Currently Woid crawl the following services to collect top stories:
- Hacker News
hn
- Reddit
reddit
- GitHub
github
- The New York Times
nytimes
- Product Hunt
producthunt
You can run the crawlers manually to collect the top stories using the following command:
python manage.py crawl reddit
You can pass multiple services at once:
python manage.py crawl reddit hn nytimes
Valid values: hn
, reddit
, github
, nytimes
, producthunt
.
To crawl The New York Times you will need an API key.
You can register one application at developer.nytimes.com.
Product Hunt require an API key to consume their API.
You can register one application at api.producthunt.com/v1/docs
You can set up cron jobs to execute the crawlers periodically.
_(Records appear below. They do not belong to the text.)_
PR #571, opened 2025-05-05
fix codegen for operator wrapper

Vipul-Cariappa:
# Description

Generator operations instead of function calls similar to upstream

## Fixes # (issue)

fixes `test_cpp11features.py::TestCPP11FEATURES::test11_chrono` in cppyy

## Type of change

- [x] Bug fix
- [ ] New feature

## Testing

## Checklist


aaronj0 (approved):
LGTM! This fixes the `std::chrono` test case and functionally brings the wrapper closer to upstream cppyy. The expression `!FD->isOverloadedOperator() || (FD->getOverloadedOperator() == clang::OO_Call)` can be stored in a flag to improve readability, feel free to merge once that is addressed (and the bots pass)

lib/Interpreter/CppInterOp.cpp
```diff
@@ -1963,8 +1963,12 @@ namespace Cpp {
       // Same applies with member methods which seem to cause parse failures
       // even when we supply the object parameter. Therefore we only use it in
       // cases where we know it works and set this variable to true when we do.
+
+      bool op_flag = !FD->isOverloadedOperator() ||
```
vgvassilev, line 1967: Can you add a comment what is the intent with the `op_flag`. To filter out overloaded operators that are not call operators?

vgvassilev (commented):
We should add a relevant test.

aaronj0 (approved):
LGTM! I believe all comments are addressed

aaronj0:
A reminder to squash into a single commit before merging :)

PR #572, opened 2025-05-11
Fix a typo in the `TOperator` test

Gnimuc:
We may need to find a way to catch this.


Vipul-Cariappa:
I cannot see a codecov bot comment. Is it not running?

Vipul-Cariappa (commented):
The change being done here is the `self` argument. Using both `object` and `toperator` is acceptable. And in both cases we are reusing the variable declared before.
I would say `object` is better as it conveys the correct usage.

Gnimuc:
> I would say `object` is better as it conveys the correct usage.

Could you elaborate on the correctness of using `object`? `object` has been destructed in another test case above.

mcbarton:
> I cannot see a codecov bot comment. Is it not running?

@Vipul-Cariappa This is due to the accidentally removal of the coverage job from the ci. This PR fixes it https://github.com/compiler-research/CppInterOp/pull/577 . Once this PR is in, rebase this PR and you should see a coverage comment. Feel free to review and approval the PR, if it hasn't already been done, when you see this message.

PR #581, opened 2025-05-19
Remove cling 1.0 support + Make llvm 16 minimum version

mcbarton:
# Description

Please include a summary of changes, motivation and context for this PR.

This PR will remove support for cling 1.0 from CppInterOp, and make the minimum version of llvm supported as 16. 

Fixes # (issue)

## Type of change

Please tick all options which are relevant.

- [ ] Bug fix
- [ ] New feature
- [ ] Requires documentation updates

## Testing

Please describe the test(s) that you added and ran to verify your changes.

## Checklist

- [x] I have read the contribution guide recently

PR #589, opened 2025-05-22
[interpreter] Drop IncrementalExecutor offsets to obtain LLJIT for Cling

aaronj0:
This patch drops pointer arithmetic used to obtain the `llvm::orc::LLJIT` from older Cling versions. This would make for safer usage of the `cling::Interpreter` and good to have for the 1.7.0 stable release that ROOT will move to.

### DIFF
--- a/lib/Interpreter/Compatibility.h
+++ b/lib/Interpreter/Compatibility.h
@@ -104,43 +104,13 @@ inline void maybeMangleDeclName(const clang::GlobalDecl& GD,
   cling::utils::Analyze::maybeMangleDeclName(GD, mangledName);
 }
 
-/// For Cling <= LLVM 16, this is a horrible hack obtaining the private
-/// llvm::orc::LLJIT by computing the object offsets in the cling::Interpreter
-/// instance(IncrementalExecutor): sizeof (m_Opts) + sizeof(m_LLVMContext). The
-/// IncrementalJIT and JIT itself have an offset of 0 as the first datamember.
-///
-/// The getExecutionEngine() interface has been added for Cling based on LLVM
-/// >=18 and should be used in future releases.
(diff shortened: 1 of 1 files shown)


mcbarton:
@aaronj0 When I was looking at this in my PR to drop cling 1.0 support I was planning to replace every occurance of compat::getExecutionEngine in the code. I just never got around to doing it. Maybe you can do it here?

aaronj0:
> @aaronj0 Given v1.7.0 just got released without this, do you mind me just doing this patch as part of my PR as part of my effort to drop cling 1.0 support here #581 ?

I prefer to land this here as an atomic change...


> @aaronj0 When I was looking at this in my PR to drop cling 1.0 support I was planning to replace every occurance of compat::getExecutionEngine in the code (given its not just a return statement). I just never got around to doing it. Maybe you can do it here?

hmm that doesn't make sense to me:

In a function that accepts a `compat::Interpreter` : https://github.com/compiler-research/CppInterOp/blob/392b754c566f96fb2df9ae270ecdfd2e0454961f/lib/Interpreter/CppInterOp.cpp#L3160-L3162

That uses this API:

https://github.com/compiler-research/CppInterOp/blob/392b754c566f96fb2df9ae270ecdfd2e0454961f/lib/Interpreter/CppInterOp.cpp#L3212-L3217

we need the abstraction anyway since clang-repl requires extra handling:

https://github.com/compiler-research/CppInterOp/blob/392b754c566f96fb2df9ae270ecdfd2e0454961f/lib/Interpreter/Compatibility.h#L342-L345

Another motivation is also to keep the `compat::` abstraction layer consistent, and perform operations defined under `compat` to `compat::Interpreter`

Vipul-Cariappa (approved):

Here is what my crontab looks like:
*/5 * * * * /home/woid/venv/bin/python /home/woid/woid/manage.py crawl reddit hn producthunt >> /home/woid/logs/cron.log 2>&1
*/30 * * * * /home/woid/venv/bin/python /home/woid/woid/manage.py crawl nytimes github >> /home/woid/logs/cron.log 2>&1
The source code is released under the Apache 2.0 license.